Stored data
PR #5854, opened 2021-12-26
Move wiki pages into repository, fix dozens of broken links.

### LINKED ISSUE #5847: Move wiki to `/docs/`?
There have been cases where I've wanted to document features that I was not yet able to find on the wiki, but I've always thought better of it due to the lack of a review or approval system.

Moving the wiki into the main repository would let pull requests be opened against it.

Since GH renders MD, no readability should be lost by moving the wiki pages into `/docs/`. It could even be set up as a GH Page (though I don't see much benefit in that).

Since GH apparently exposes wikis as their own `git` repos, this move may be as simple as cloning the wiki repo and copying its files into the main repo, then disabling the wiki.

__What you will do__
Quote only the stretch of lines that starts the data above and ends with the line containing "Since GH renders", both included.

__Answer section__
PR #5854, opened 2021-12-26
Move wiki pages into repository, fix dozens of broken links.

### LINKED ISSUE #5847: Move wiki to `/docs/`?
There have been cases where I've wanted to document features that I was not yet able to find on the wiki, but I've always thought better of it due to the lack of a review or approval system.

Moving the wiki into the main repository would let pull requests be opened against it.

Since GH renders MD, no readability should be lost by moving the wiki pages into `/docs/`. It could even be set up as a GH Page (though I don't see much benefit in that).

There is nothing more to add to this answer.